昭和10年代から20年代前半にかけて優等客車に取り付けられた冷房装置の多くはKM型と言われるものです。
マイテ49冷凍機箱実寸_1.png1979年に16番のつばめ客車を製作する際にこのKM型冷房装置の資料がほとんど無かったので、交通科学館(現交通科学博物館)に展示されていたマイテ49の床下にもぐって冷房装置の実寸測定と、写真を撮りました。
当時は、マイテ49だけでなく、マロネフ59の床下にもKM型冷房装置が付いていたと記憶しています。
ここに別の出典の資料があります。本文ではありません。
PR #5917, opened 2026-07-18
feat(errors): handled-error remediation channel (tips/docsUrl/fault) + shared package

0xdeafcafe:
## Summary

Handled errors (`HandledError` ⇔ Go `herr`) gain a **remediation channel** — `tips`, `docsUrl`, and `fault` — so agents hitting the CLI, API, and MCP server can self-diagnose without a human interpreting the error. The TS `HandledError` core now lives in a shared package (`@langwatch/handled-error`) consumed directly by the app, MCP server, CLI and SDKs. See the ADR-045 amendment for the design.

**All wire changes are additive** — the REST envelope keeps its exact current shape plus optional new keys, so the Python SDK needs no changes.

## What changed

- **Shared package** `@langwatch/handled-error` (`packages/handled-error`, source-only, `cli-cards` pattern): full `HandledError` core + `tips`/`docsUrl`/`fault` fields. All consumers import it directly (no shim); the app wires its Grafana trace-link builder via `src/server/handled-error-wiring.ts` (loaded by `server.mts` + `workers.ts`). Zod-free via structural `ZodLikeError`.
- **Central remediation registry** (`src/server/app-layer/error-remediation.ts`): all tips + docs links keyed by error code; classes spread `remediation(code)`. A CI test asserts every `docsPath` maps to a real `docs/*.mdx`.
- **Go herr**: `ErrorBody` gains `tips`/`docs_url`/`fault`, promoted from reserved `Meta` keys (same mechanism as `message`); `fault` validated against the three-value contract; lossless `Body`/`FromBody` round-trips.
- **Fault-axis logging on every boundary**: handled-ness decides what the *client* sees; `fault` decides the log level — customer → warn (spike-watch via `handledErrorCode`), platform/provider → error; PostHog capture is unhandled-only. Applied consistently: tRPC, Hono REST (`logHttpRequest` is fault-aware), SSE (`logSseError`), and Go telemetry (`Meta["fault"]`).
- **Boundaries**: tRPC (via `serialize()`), REST error handler (additive keys), `packages/api` formatter, persisted `domainError` zod schema, nlpgo envelope (plain `HandledError` via `handledErrorFromHerr` — wire trace/span ids now preserved), **MCP server** (parses error JSON, renders `Tips:`/`Docs:` in tool error text), **SSE** (error frames carry `domainError`; unhandled stream failures no longer leak raw `err.message`).
[...]

PR #5934, opened 2026-07-19
fix(api): trust real HandledErrors, and log the ones we swallow

0xdeafcafe:
## Why

`@langwatch/api` duck-typed `HandledError` so the package could stay standalone. #5917 made that justification obsolete by extracting `@langwatch/handled-error` — but it only *extended* the duck-typed interface with `fault`/`tips`/`docsUrl` rather than replacing it, so the package still hand-rolled a second encoding of the error contract and still never logged anything.

Three real problems fell out of that, not just untidiness.

**Validation errors were logged as 500s.** A bare `ZodError` carries neither `httpStatus` nor `fault`, so `getStatusCodeFromError` derived 500 and `getLogLevelForRequest` logged at `error` — while the caller received a 422. Every validation failure landed in the 5xx error budget.

**Validation errors silently missed the remediation channel.** The `HandledError` branch of `formatError` emits `fault`/`tips`/`docsUrl`; the `ZodError` branch built a bare payload and emitted none of them. Exactly the agent-facing self-diagnosis #5917 added, absent from the most common error an agent hits.

**`createErrorHandler` never logged.** Unknown errors flatten to `"An unknown error occurred"` and the original — stack included — was dropped right there, surviving only incidentally via `loggerMiddleware` reading `c.error`.

## What changed

- **Uses the real class.** `HandledError.isHandled` replaces `isHandledErrorLike`; `zodErrorToPayload` is gone. A `ZodError` is promoted to a `ValidationError` and travels the same path as any other handled error, which fixes the status *and* the level *and* the missing remediation fields in one move.
- **The handler logs.** Handled errors by fault attribution (`customer` → warn, `platform`/`provider` → error), consistent with the axis #5917 established everywhere else. Anything unhandled logs at `error` with its cause, since that is now the only place the stack survives. Request bodies are never logged — automation `actionParams` carry encrypted webhook headers and Slack tokens.
- **The resolved status is recorded on the context**, so `loggerMiddleware` reports what the caller actually received instead of re-deriving it from the error.
- Added `@langwatch/handled-error` as a dependency; README updated.

## Behaviour change worth reviewing

Dropping the duck-type means an object that merely grows `code` + `httpStatus` + `serialize()` can **no longer choose its own status** — it is treated as unknown and answered with a 500. One existing builder test asserted the old behaviour; it now asserts the new one, with an explicit impostor test alongside.

Nothing in `packages/api` or `langwatch/src` threw HandledError-shaped-but-not-`HandledError` objects, so this should be inert — but it is the part to look at twice.

The per-issue `schema_failure` reasons shape documented in the README is preserved. `serializeReason` adds `kind` and `fault` on top, which is additive.

## Testing

`90/90` unit tests pass; package typecheck clean. New coverage for fault-based log levels, the ZodError status/level regression, unhandled-error cause logging, non-leakage of that cause into the response, and the impostor case.

Note this package still has **zero production consumers** — it was not in `langwatch/package.json`'s dependencies and nothing imports it. So this is verified by tests rather than by traffic.

https://claude.ai/code/session_0184xLhaHhYej8sa75AXuheB

## Summary by CodeRabbit

- **Enhancements**
  - Improved error responses for genuine handled errors with structured codes, metadata, remediation guidance (`fault`, `tips`, `docsUrl`), and trace identifiers.
  - Validation failures are promoted to `validation_error` with clear field-level `reasons` and a 422 response.
  - Versioned and unversioned error response shapes are handled consistently.
  - Request logging now emits exactly one error entry per failed request with correct severity and status details (including trace identifiers when available).

- **Bug Fixes**
  - Error status selection and payload formatting now trust only real handled-error instances, preventing lookalike objects from influencing responses.

- **Documentation**
  - Updated the API README with the documented error formatting and request error-logging behavior.

### DIFF
--- a/langwatch/packages/api/README.md
+++ b/langwatch/packages/api/README.md
@@ -78,7 +78,7 @@ export { GET, POST, PUT, PATCH, DELETE } from "./things.service";
 - **Tracing + logging** via `@langwatch/observability` (automatic, disable with `tracer: false` / `logger: false`)
 - **Auth, org, resource limits** applied in the right order per-endpoint
 - **Input/output/params/query validation** from Zod schemas, auto-wired to OpenAPI
-- **Error formatting** that duck-types `HandledError` (code, meta, reasons, traceId/spanId) and catches Zod errors
+- **Error formatting + logging** for `HandledError` (code, meta, reasons, traceId/spanId, fault/tips/docsUrl) and Zod errors
 - **Versioned routing** at `/api/{name}/{date}/...` with forward-copying from previous versions
 
 ## Handler signature
@@ -188,10 +188,21 @@ v.sse(
 
 Throw `HandledError` subclasses (from `@langwatch/handled-error`). The framework:
 
-1. Catches and serializes them with `code`, `meta`, `reasons`, `traceId`/`spanId`
-2. Catches `ZodError` and maps each issue to a `schema_failure` reason (cher-style)
+1. Catches and serializes them with `code`, `meta`, `reasons`, `traceId`/`spanId`,
+   plus the remediation channel (`fault`, `tips`, `docsUrl`)
+2. Catches `ZodError` and promotes it to a `ValidationError`, mapping each issue
+   to a `schema_failure` reason (cher-style)
 3. Returns union format for unversioned requests (includes legacy `error` field)
 4. Returns clean format for versioned requests
+5. Logs the failure — handled errors by `fault` (`customer` → warn, `platform` /
+   `provider` → error), anything unhandled at `error` with its cause, since the
+   response deliberately flattens it to "An unknown error occurred"
+
+Only real `HandledError` instances are trusted. An object that merely grows a
+`code` + `httpStatus` + `serialize()` is treated as unknown and answered with a
+500 — it cannot talk its way into choosing its own status.
+
+Request bodies are never logged.
 
 Validation error example:
 
--- a/langwatch/packages/api/README.md
+++ b/langwatch/packages/api/README.md
@@ -191,16 +191,18 @@ Throw `HandledError` subclasses (from `@langwatch/handled-error`). The framework
 1. Catches and serializes them with `code`, `meta`, `reasons`, `traceId`/`spanId`,
    plus the remediation channel (`fault`, `tips`, `docsUrl`)
 2. Catches `ZodError` and promotes it to a `ValidationError`, mapping each issue
-   to a `schema_failure` reason (cher-style)
+   to a `schema_failure` reason
 3. Returns union format for unversioned requests (includes legacy `error` field)
 4. Returns clean format for versioned requests
 5. Publishes the error it sent, and the status it sent it as, for the request
    logger to consume
 
-The request logger writes **exactly one** error record per failed request —
-handled errors by `fault` (`customer` → warn, `platform` / `provider` → error),
-anything unhandled at `error` with its cause, since the response deliberately
-flattens it to "An unknown error occurred". The error handler deliberately logs
+The request logger writes **exactly one** error record per failed request.
+Level comes from `fault` when the error is handled (`customer` → warn,
+`platform` / `provider` → error) and from the status code otherwise (5xx →
+error, 4xx → warn) — so an unknown error, which is flattened to a 500, logs at
+`error` with its cause, while an unhandled `HTTPException` carrying a 4xx logs
+at `warn`. The error handler deliberately logs
 nothing itself: a second record there would double every error-log-derived
 alert and count. It publishes the *promoted* error, so a `ZodError` is reported
 as the 422 `ValidationError` the caller actually received rather than the 500 a
--- a/langwatch/packages/api/README.md
+++ b/langwatch/packages/api/README.md
@@ -194,9 +194,17 @@ Throw `HandledError` subclasses (from `@langwatch/handled-error`). The framework
    to a `schema_failure` reason (cher-style)
 3. Returns union format for unversioned requests (includes legacy `error` field)
 4. Returns clean format for versioned requests
-5. Logs the failure — handled errors by `fault` (`customer` → warn, `platform` /
-   `provider` → error), anything unhandled at `error` with its cause, since the
-   response deliberately flattens it to "An unknown error occurred"
+5. Publishes the error it sent, and the status it sent it as, for the request
+   logger to consume
+
+The request logger writes **exactly one** error record per failed request —
+handled errors by `fault` (`customer` → warn, `platform` / `provider` → error),
+anything unhandled at `error` with its cause, since the response deliberately
+flattens it to "An unknown error occurred". The error handler deliberately logs
+nothing itself: a second record there would double every error-log-derived
+alert and count. It publishes the *promoted* error, so a `ZodError` is reported
+as the 422 `ValidationError` the caller actually received rather than the 500 a
+re-derivation would guess.
 
 Only real `HandledError` instances are trusted. An object that merely grows a
 `code` + `httpStatus` + `serialize()` is treated as unknown and answered with a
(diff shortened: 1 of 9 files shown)


langwatch/pnpm-lock.yaml
```diff
@@ -423,7 +423,7 @@ importers:
         version: 17.5.0
       openai:
         specifier: ^6.45.0
-        version: 6.45.0(@aws-sdk/credential-provider-node@3.972.64)(@smithy/signature-v4@5.6.2)(ws@8.21.0(bufferutil@4.1.0))(zod@3.25.76)
+        version: 6.45.0(@aws-sdk/credential-provider-node@3.972.64)(ws@8.21.0(bufferutil@4.1.0))(zod@3.25.76)
```
langwatch-agent: **P1 — This lockfile is broken when merged with the current base.** This importer drops the `@smithy/signature-v4` peer suffix from the `openai` package key, but the rest of the lockfile only contains the key with that suffix after the base change. CI's merge commit fails before typecheck/tests with `ERR_PNPM_LOCKFILE_MISSING_DEPENDENCY` for exactly this `openai@6.45.0(...)` entry. Rebase onto current `main` and regenerate the lockfile, then verify with `pnpm install --frozen-lockfile`; this cannot merge while every app CI job fails at install.

langwatch/packages/api/src/errors.ts
```diff
@@ -200,24 +170,97 @@ function formatError({
...
   return (err: Error, c: Context) => {
     const isVersioned = c.get("isVersionedRequest") === true;
-    const { status, body } = formatError({ err, isVersioned });
+    // Promote first so the response and the log agree on one error. Logging
+    // the raw ZodError would report it as unhandled, at `error`, against the
+    // 500 it no longer is.
+    const effective = err instanceof ZodError ? validationErrorFromZod(err) : err;
+    const { status, body } = formatError({ err: effective, isVersioned });
+
+    logError({ logger, err: effective, status, c });
```
langwatch-agent: **P2 — Every failed API request is now logged twice.** `logError` writes here, then the already-installed `loggerMiddleware` writes the same exception through `logHttpRequest` after `next()` settles (`middleware.ts:177`). I reproduced this with the package test suite: each thrown endpoint error produced both `langwatch:api:<name>:errors` / `unhandled error on request` and `langwatch:api:<name>` / `error handling request`, each carrying the stack. This doubles error-log volume and any log-derived alert/error count. Keep a single owner for the error record: either let `loggerMiddleware` log it after consuming a resolved/effective error context value, or suppress its error record when the handler has logged it. Add an integration assertion that one failed request produces one error record.

langwatch-agent (dismissed):
Request changes: 1 P1 merge/CI blocker and 1 P2 production-observability regression. Details are inline.

langwatch/pnpm-lock.yaml
0xdeafcafe: Fixed. Rebased onto current `main` and regenerated the lockfile from main's copy, so the `openai` importer keeps its `@smithy/signature-v4` suffix and the diff is now a clean 3-line addition (the `packages/api` -> `@langwatch/handled-error` link) rather than a stale rewrite. `pnpm install --frozen-lockfile` resolves with no `ERR_PNPM_LOCKFILE_MISSING_DEPENDENCY`.

langwatch/packages/api/src/errors.ts
0xdeafcafe: Fixed, by giving the record a single owner: `loggerMiddleware`.

`logHttpRequest` was already the richer of the two — it carries method/url/status/duration/userAgent *and* derives `handledErrorCode`/`handledErrorFault` and the level from the error — so the error handler is the copy that goes. It now logs nothing and instead publishes what it resolved (`RESOLVED_ERROR`: the error it sent, the status it sent it as, and `traceId`) for the middleware to consume.

That also fixes a second thing the old split had: the middleware saw the *raw* throw, so a `ZodError` was logged as a derived 500 while the caller received a 422 `ValidationError`. It now logs the promoted error against the status actually sent.

`createErrorHandler`'s `logger`/`name` options are dropped — it no longer logs, and keeping them would be misleading config. All callers were internal.

Added `src/__tests__/errorLogging.integration.test.ts`, which drives real requests through `loggerMiddleware` + `onError` and counts records: exactly one per failed request (unhandled 500 at error, customer-fault 404 at warn, ZodError as 422/warn), and none on success. I mutation-checked it — reinstating a second log in the handler turns it red with 3 failures. Full package suite 92/92, `tsc --noEmit` clean.

0xdeafcafe:
## Review round

I adversarially checked the main risk of the change I made — that making `loggerMiddleware` the sole error-record owner could produce **zero** records on some path. It does not, and I traced Hono's dispatch rather than assuming: `compose.js` wraps every `dispatch(i)` frame, so `onError` runs at the frame where the throw originated, sets `RESOLVED_ERROR`, and `loggerMiddleware`'s `await next()` then resolves into a `finally` that reads a populated value.

Paths checked and cleared:
- **Non-`Error` throws** — `compose` rethrows, unwinding through the middleware's `catch`; `resolved` is undefined and the `error || c.error` fallback still writes one record.
- **SSE stream errors** — `onError` never runs; `runAfterSSECompletion` calls `onStreamError` before `onSettled`, so the closed-over error is set in time for the fallback.
- **A custom `config.onError`** — never sets the key; falls back cleanly.

The fallback is what makes this safe: every path that loses the resolved pair degrades to the *old* behaviour rather than to silence.

**One pre-existing hole worth a follow-up (not introduced here):** `builder.ts` registers `tracerMiddleware` *before* `loggerMiddleware`. If the tracer throws after `await next()` returns — realistically `injectTraceHeaders(c)` in its `finally` hitting immutable headers on an already-streamed response — the logger has already written a **success** record, `onError` then emits a 500, and no error record exists. Happy to fix in a separate PR.

langwatch/packages/api/README.md
```diff
@@ -188,10 +188,29 @@ v.sse(
 
 Throw `HandledError` subclasses (from `@langwatch/handled-error`). The framework:
 
-1. Catches and serializes them with `code`, `meta`, `reasons`, `traceId`/`spanId`
-2. Catches `ZodError` and maps each issue to a `schema_failure` reason (cher-style)
+1. Catches and serializes them with `code`, `meta`, `reasons`, `traceId`/`spanId`,
+   plus the remediation channel (`fault`, `tips`, `docsUrl`)
+2. Catches `ZodError` and promotes it to a `ValidationError`, mapping each issue
+   to a `schema_failure` reason (cher-style)
```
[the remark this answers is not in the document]
0xdeafcafe: Fixed — dropped the parenthetical. It named nothing a reader could act on.

langwatch/packages/api/README.md
```diff
@@ -188,10 +188,29 @@ v.sse(
...
 3. Returns union format for unversioned requests (includes legacy `error` field)
 4. Returns clean format for versioned requests
+5. Publishes the error it sent, and the status it sent it as, for the request
+   logger to consume
+
+The request logger writes **exactly one** error record per failed request —
+handled errors by `fault` (`customer` → warn, `platform` / `provider` → error),
+anything unhandled at `error` with its cause, since the response deliberately
+flattens it to "An unknown error occurred". The error handler deliberately logs
```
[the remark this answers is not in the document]
0xdeafcafe: Good catch, and it's my wording that was wrong. Verified against `getLogLevelForRequest`: it uses `fault` only when the error is handled, and otherwise falls back to `getLogLevelFromStatusCode(statusCode)` — so an unhandled `HTTPException` carrying a 4xx logs at `warn`, not `error`.

Rewritten to state both halves rather than take the suggestion verbatim, since the 500 case still needs its "carries the cause" rationale:

> Level comes from `fault` when the error is handled (`customer` → warn, `platform` / `provider` → error) and from the status code otherwise (5xx → error, 4xx → warn) — so an unknown error, which is flattened to a 500, logs at `error` with its cause, while an unhandled `HTTPException` carrying a 4xx logs at `warn`.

(現在の交通科学博物館に展示されているマロネフ59には付いていません)
写真は、カラーだと退色して将来使えなくなるのを気にして、わざわざ白黒で撮影したのですが、その写真自体行方不明となっています。
この前、家で探していたら、実寸を書いた資料が出てきましたので公開します。
これはKM型冷房装置を構成する機器の一つで床下で一番よく目立つ冷凍機箱です。おそらく、KM2,3,7で共通と思われます。(マイテ49は当初KM3が取り付けられ、後にKM7に改造されています)
寸法は、実寸はcm単位で書いてあり、1/80の寸法をmm単位で併記してあります。
西暦2010年時点で16番の製品では、KM型冷房装置を正しく表現した製品は販売されていないはずです。